Evaluating host to host transplants as a method to study plant bacterial assembly

The ability to predict plant microbiome assembly will enable new bacterial-based technologies for agriculture. A major step towards this is quantifying the roles of ecological processes on community assembly. This is challenging, in part because individual plants are colonised by different communities of soil bacteria and it is difficult to estimate if the absence of a given species was a) because it was not present in the soil to colonise a given plant or b) it went locally extinct from competition, predation or similar. To minimise this uncertainty, the authors develop a mesocosm system to study bacterial communities of individual plants by replicated transplantation to a recipient host plant population, ensuring new hosts receive a homogenous species pool for colonisation.
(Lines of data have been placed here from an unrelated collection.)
PR #683, opened 2021-09-30
feat(build): add typescript support in build

niekvanstaveren:
## Motivation

Adding the support for typescript in nebula build

### DIFF
--- a/commands/build/lib/build.js
+++ b/commands/build/lib/build.js
@@ -10,7 +10,7 @@ const postcss = require('rollup-plugin-postcss');
 const replace = require('@rollup/plugin-replace');
 const sourcemaps = require('rollup-plugin-sourcemaps');
 const jsxPlugin = require('@babel/plugin-transform-react-jsx');
-const typescript = require('@rollup/plugin-typescript');
+const typescriptPlugin = require('@rollup/plugin-typescript');
 const json = require('@rollup/plugin-json');
 const { nodeResolve } = require('@rollup/plugin-node-resolve');
 const commonjs = require('@rollup/plugin-commonjs');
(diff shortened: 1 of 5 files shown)


commands/build/lib/build.js
```diff
@@ -54,6 +55,7 @@ const config = ({
 
   const auth = typeof author === 'object' ? `${author.name} <${author.email}>` : author || '';
   const moduleName = name.split('/').reverse()[0];
+  const extensions = ['.mjs', '.js', '.jsx', '.json', '.node', '.tsx', '.ts'];
```
Caele, line 58: Only add .ts and .tsx when typescript is enabled?

commands/build/lib/init-config.js
```diff
@@ -33,6 +33,11 @@ const options = {
     type: 'string',
     default: undefined,
   },
+  typescriptEnabled: {
```
Caele, line 36: just name it `typescript`

commands/build/lib/build.js
niekvanstaveren: Yes that is a good idea

T-Wizard (approved):

veinfors (approved):

commands/build/lib/build.js
```diff
@@ -83,13 +88,14 @@ const config = ({
...
         nodeResolve({
-          extensions: ['.mjs', '.js', '.jsx', '.json', '.node'],
+          extensions,
         }),
         commonjs(),
         json(),
         babel({
           babelrc: false,
           inputSourceMap: false, // without this you get wrong source maps, but I don't know why
+          extensions,
```
Caele, line 98: this is a bit odd, but as long as it works.

Caele (approved):

LiKang6688 (approved):
Look forward to using it in the real case, could start with sn-pivot-table

PR #694, opened 2021-10-26
feat: handle tabbing from cell header

haxxmaxx:
## Motivation
part of https://github.com/qlik-oss/sn-table/issues/356

When `keyboardNavigation` is true, the selection toolbar should refocus the chart when you tab out of it (tab on last element or shift tab on first element). Also adding a method to the `keyboard` hook so that you can set focus on the selection toolbar from the chart


haxxmaxx:
Closing this since i opend this: https://github.com/qlik-oss/nebula.js/pull/701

We sought to understand which factors affected the transplant and, what the main drivers of variation in the model communities were. A nested factorial design was used to investigate the transplantation of cultured or total, root or leaf associated bacterial communities from donor host species to surrogate host species. Specific metrics were developed to quantify colonisation efficiency of communities. The results show the root communities were more effectively transplanted than leaf communities, with leaf communities more susceptible to contamination. For root communities the strongest driver of beta diversity was the donor host species, and for leaves it was the surrogate host species. Overall, the results reveal that root, but not leaf communities are amenable to transplant reflecting their differing ecological drivers. This work provides the basis to develop a plant microbiome transplant system.